Leffell M S, Cao K, Coppage M, Hansen J A, Hart J M, Pereira N, Pereira S, Reinsmoen N L, Senitzer D, Smith A, Torres M, Vega R, Fuchs E
Department of Medicine, Johns Hopkins University School of Medicine, Baltimore, MD 21205, USA.
Tissue Antigens. 2009 Dec;74(6):494-8. doi: 10.1111/j.1399-0039.2009.01377.x. Epub 2009 Oct 4.

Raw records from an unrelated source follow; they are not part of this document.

PR #3841, opened 2026-09-13
fix(mtp): isolate mutations when mixing is disabled

### LINKED ISSUE #3742: mtp runner lacks on option to test each mutant in its own process
**Describe the bug**

With `"test-runner": "mtp"`, mutants that are *provably equivalent* (no test can possibly detect them) are intermittently reported **Killed** when the code-under-test holds **process-global state** — e.g. any CSLA `BusinessBase`, whose validation rules are registered once per process and kept in a static cache.

Two independent levers each drive the false-kills to **zero**:

- running the same solution at **`--concurrency 1`**, and
- removing the process-global state — an otherwise-identical **stateless** codebase never misattributes, even at ~8,600 mutants / 17 min.

This looks like a per-mutant **isolation** problem: the `mtp` shared test-server is reused across *concurrently-evaluated* mutants, so a genuine failure produced by one mutant is attributed to another — here, an equivalent one → false "Killed". Consequences: the mutation **score is inflated** (equivalent mutants counted as detected) and the per-mutant survivor set is **not reproducible** between identical runs.

**Minimal repro:** https://github.com/gem4511/stryker-mtp-isolation-repro — two runnable solutions (a CSLA case and a stateless control):

| solution | process-global state | concurrency | provably-equivalent "canary" mutants reported **Killed** |
|---|---|---|---|
| CSLA (100 business objects) | CSLA per-type rule cache | default | **~9–18 of 200** (varies run-to-run) |
| CSLA | same | **`--concurrency 1`** | **0 of 200** |
| stateless control (100 functions) | none | default | **0 of 200** |
| stateless, scaled ~8,600 mutants / 17 min | none | default | **0 of ~1,700** |

Each "canary" is a covered-but-unobservable mutation. In the CSLA case it is the removal of `context.AddSuccessResult(true)` from a single-rule success branch — equivalent because CSLA clears that rule's prior broken result on every re-run regardless. The README includes a one-command proof (delete every canary line, `dotnet test` → all 300 pass), so the canaries are demonstrably unkillable and any **Killed** count > 0 is a false positive.

Notes that rule out the obvious alternative explanations:
- Tests are stateless and run with `[assembly: CollectionBehavior(DisableTestParallelization = true)]`, so this is **not** intra-suite test parallelism.
- The repro sets `"additional-timeout": 30000`, and the misattributed mutants are reported `Killed`, not `Timeout` — so this is **not** the "timeouts are scored as killed" behavior.

**Expected behavior**

Each mutant is evaluated in isolation. A mutant that no test can detect (equivalent) must be reported **Survived**, deterministically, regardless of `--concurrency`.

**Logs**

The repro reproduces in ~30 s, so running it directly may be easiest — but I'm happy to attach `-L` logs from a run if useful; just let me know.

 - OS: Windows 11
 - Type of project: core (`net10.0`)
 - Framework Version: .NET SDK 10.0.301; xunit.v3 3.2.2; Microsoft.NET.Test.Sdk 18.5.1; runner `mtp`
 - Stryker Version: 4.16.0

**Additional context**

The CSLA half of the mechanism is documented, not guessed. CSLA registers each business-object type's rules **once per process** and caches them in **static** state — Rockford Lhotka: *"Validation rules are loaded once per-AppDomain per business object type. They are kept in a static cache … they are never unloaded — that is intentional"* (performance). In source, `BusinessRuleManager` holds a `static Lazy<ConcurrentDictionary<…>>` keyed by `Type`, and `BusinessBase.InitializeBusinessRules()` calls `AddBusinessRules()` exactly once per type under an `Initialized`-guarded double-checked lock. So CSLA's caching is intentional and thread-safe *for registration*; the isolation gap appears to be on the runner side — a shared test-server reused across concurrently-evaluated mutants. (Consistent with `mtp` not yet doing per-test coverage, i.e. the server being heavily shared.)

The precise leak across the shared server is the one inferred step; the CSLA static cache and the two levers (stateless → 0, `--concurrency 1` → 0) are directly demonstrated in the repro. Happy to run any diagnostic you suggest.

Possible mitigation: per-mutant process isolation (avoid reusing one test-server across concurrently-evaluated mutants). CSLA exposes no public API to reset its rule cache, so cache-clearing is not a clean option. `--concurrency 1` restores correct results today, at a large wall-clock cost.

Evangelink:
## Summary

- restart MTP test-host processes before and after each mutation when `disable-mix-mutants` is enabled
- clear the active mutant after each isolated run so later discovery or test sessions cannot inherit it
- add focused coverage for sequential reuse, opt-in isolation, and concurrent runner sessions
- document the MTP process-startup tradeoff

## Why

The MTP runner already schedules one mutant per test run, so `disable-mix-mutants` did not change its behavior. Test-host processes were still reused across mutations, allowing process-global state and MTP test-node state to affect later verdicts.

The stateless reproduction from #3742 reports 96.00% instead of the hand-verified 60.00% on current `master` and on #3837. With this change and `disable-mix-mutants`, it reports the correct 60.00%, all 18 equivalent mutants survive, and all 12 expected tests are attributed.

This is intentionally opt-in to avoid imposing test-host startup cost on every MTP mutation run. It complements #3695, which automatically isolates mutants classified as static or requiring isolation.

## Validation

- focused process-isolation unit tests: 3 passed
- MTP runner unit suite: 241 passed; one pre-existing 1-second server-start timeout test remains failing and also fails alone
- packaged `TUnit` MTP integration category and validation test passed
- external stateless #3742 regression harness: 60.00% reported, 18/18 expected survivors, 12/12 expected test attribution
- full `MTPSolution` integration was attempted but restore is blocked by the existing `NU1403` hash mismatch for `NUnit3TestAdapter` 6.3.0

Fixes #3742


richardwerkman:
I don't think we should use `disable-mix-mutants` for this behaviour. The setting is described as:

> Stryker combines multiple mutants in the same testrun when the mutants are not covered by the same unit tests. This reduces the total runtime. You can disable this behavior and run every mutation in an isolated testrun. This can be useful when mixed mutants have unintended side effects.

That is applicable to vstest but not to mtp, since we haven't implemented the mix mutants feature anyway. I don't think we need to implement it since the overhead is non-existent with mtp. 

I prefer #3695 which is a more sensible solution. @Evangelink thanks for your contribution, but I'm going to close this as unwanted

Evangelink:
Perfect! Glad to see MTP makes things easier. Please let me know if there are architectural missing points or extensibility that would make your life easier, faster or more reliable.

PR #3854, opened 2026-09-16
fix(mtp): run .NET Framework test apps directly

### LINKED ISSUE #3421: MTP test runner shows errors when running on .NET Framework test project

Evangelink:
## Summary

- execute MTP `.exe` test applications directly while continuing to use `dotnet` for `.dll` applications
- add a .NET Framework 4.8 MSTest 4.2.2 regression fixture and validation
- enable the Windows `MSTestMTP` + `netframework` integration-test matrix entry

## Validation

- MTP unit tests: 242 passed
- .NET Framework MTP integration: 2 tests discovered, 2 mutants killed, 0 runtime errors
- existing .NET MTP integration passed

Fixes #3421


Evangelink:
## Why `.github/workflows/integration-test.yaml` changed

The integration matrix explicitly excluded `MSTestMTP` with `netframework`. Removing that single exclusion makes the new regression fixture run on Windows CI. Without the YAML change, the fixture and validation would exist in the repository but would never be enforced by CI.

## Other implementation notes

- **Why `.exe` is launched directly:** MSTest MTP targeting .NET Framework emits an executable. Passing that executable to `dotnet` makes the host look for `hostpolicy.dll` and discovers zero tests. Modern `.dll` test applications keep the existing `dotnet` launch path.
- **Why the fixture has short names:** full-framework MSBuild and assembly loading still encounter legacy Windows path limits. Short project and folder names reduce failures in long checkout/worktree paths.
- **Why MSTest 4.2.2:** the fixture uses the same current MSTest SDK version as the repository's MTP unit-test project instead of copying the older integration fixture version.
- **Why process startup has explicit cleanup:** if starting the command fails synchronously, the pre-opened test-server log stream is disposed before the exception is rethrown.

.github/workflows/integration-test.yaml
richardwerkman: These can all be removed, except for TUnit

Issue #3855, opened 2026-09-16
Use IBlockingDataConsumer for MTP per-test coverage


Evangelink:
**Is your feature request related to a problem? Please describe.**

Stryker's Microsoft Testing Platform runner currently uses an epoch relay for per-test coverage when reusing a test-host process. After each test, the runner updates a memory-mapped file; a background thread in the injected `MutantControl` polls it every millisecond, flushes coverage to disk, resets the accumulated coverage, and acknowledges the epoch so the runner can safely read the result.

This works across the MTP versions Stryker currently supports, but it introduces a continuously polling thread, extra relay files, acknowledgement timeouts, and substantial synchronization code.

MTP 2.3 introduced the experimental `IBlockingDataConsumer` marker interface. A blocking consumer receives data inline, so the framework's `PublishAsync` call does not return until `ConsumeAsync` completes. This could give Stryker a reliable test-completion boundary at which to flush coverage without polling.

**Describe the solution you'd like**

Add a Stryker MTP test-host extension implementing `IBlockingDataConsumer`. It would consume terminal `TestNodeUpdateMessage` events and synchronously flush the coverage accumulated by the injected `MutantControl` before the test framework proceeds.

For zero-touch loading, MTP 2.4's dynamic extension manifests could load this extension into the test process when Stryker starts the test application with `--enable-dynamic-extensions`. The existing epoch relay would remain as a compatibility fallback for test applications using older MTP versions.

The implementation must account for frameworks that publish multiple terminal or parent/child updates for one requested test. Coverage should be accumulated for the complete request and must not be overwritten by an early terminal update.

**Decision requested from maintainers:** Is the reduced polling and synchronization complexity worth introducing a version-dependent path while Stryker supports both old and new MTP versions? Implementation and a linked PR should wait for approval of that direction.

**Describe alternatives you've considered**

It is entirely reasonable to avoid the conditional code. Stryker can keep the current epoch relay unchanged and adopt `IBlockingDataConsumer` only after support for MTP versions older than 2.4 is dropped. At that point, the blocking consumer could replace the relay rather than coexist with it.

Another alternative is to require users to reference or register a Stryker extension in their test projects, but that would add configuration and is less attractive than either dynamic loading or retaining the existing relay.

**Additional context**

- `IBlockingDataConsumer` is experimental and available from MTP 2.3.
- Zero-touch dynamic extension loading is available from MTP 2.4 and must be explicitly enabled for each run.
[...]

PR #3856, opened 2026-09-16
feat(mtp): use blocking consumer for per-test coverage

Evangelink:
Relates to #3855.

## Summary

- add a `netstandard2.0` MTP extension implementing the experimental `IBlockingDataConsumer`
- use inline terminal test updates to flush per-test coverage without the 1 ms epoch-polling thread on MTP 2.4+
- dynamically load the extension through an atomic, reference-counted manifest with stale-manifest cleanup
- retain the existing epoch relay for MTP 1.x through 2.3
- append and union coverage from multiple terminal or parent/child updates

## Compatibility

The blocking path is enabled only when the test application's dependency manifest reports Microsoft.Testing.Platform 2.4 or newer, because zero-touch dynamic extension loading starts in 2.4. Older applications continue using the existing relay unchanged.

The extension targets `netstandard2.0`, so it can load into supported .NET 8, .NET 9, and .NET 10 test hosts.

This PR is intentionally a draft pending maintainer approval of the version-dependent path. If maintainers prefer to avoid conditional code, it is entirely fine to close or defer this PR and adopt `IBlockingDataConsumer` only after Stryker stops supporting MTP versions older than 2.4.

## Validation

- MTP runner unit suite: 252 passed
- injected `MutantControl` coverage tests: 6 passed
- TUnit / MTP 2.4 mutation integration and report validation passed
- xUnit / MTP 1.9 fallback mutation integration and report validation passed
- solution restore succeeds in locked mode


dupdob:
Thanks for this PR. Quick question: have you tested this logic against xUnit (and MTP 2.x)? I am asking this because I am afraid that xUnit only performs asynchronous notifications due to its own design architecture. In that case, this approach would not work. 
This changed was introduced with xUnit V3, which forced us to (re) introduce a degraded mode with VsTest.

And if this change is not compatible with the dominant test framework, I am afraid it has limited value

Evangelink:
Good point, let me double check all of that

As part of the 15th International Histocompatibility and Immunogenetics Workshop (IHIWS), seven centers participated in a collaborative project to determine whether any significant humoral sensitization occurred post-transplant among recipients of HLA partially mismatched hematopoietic cell transplants (HCTs). A total of 140 donor/recipient pairs were enrolled with a total of 367 pre-and post-transplant sera analyzed. The majority of the samples (69.1%) were obtained within 30-90 days post-HCT. HLA-specific antibodies were defined using single antigen bead assays on a Luminex platform with a positive cutoff value of 1000 normalized median fluorescence intensity (MFI). There was an overall incidence of post-HCT sensitization toward donor HLA mismatches of 5.7%; however, all cases were among recipients of one HLA haplotype-mismatched grafts under nonmyeloablative, pre-transplant conditioning. Among the one haplotype-mismatched recipients, 15.7% (8/51) developed donor HLA-specific antibodies and 29.4% also had antibodies directed toward third party HLA antigens. Among the donor-specific antibodies, 9.8% were directed toward HLA class I antigens; 7.8% were against class II antigens; and 2.0% had both class I and II specificity. The relative strength of post-transplant antibodies was low with no significant difference in the mean maximum MFI values between third party and donor-specific antibodies. Because only a small number (10.2%) of the post-transplant samples were obtained 180 days or more post-HCT, longer term study is needed to evaluate any clinical relevance of these low-to-moderate levels of donor-specific antibody in one haplotype-mismatched recipients, as well as to determine whether any other antibodies occur at later times.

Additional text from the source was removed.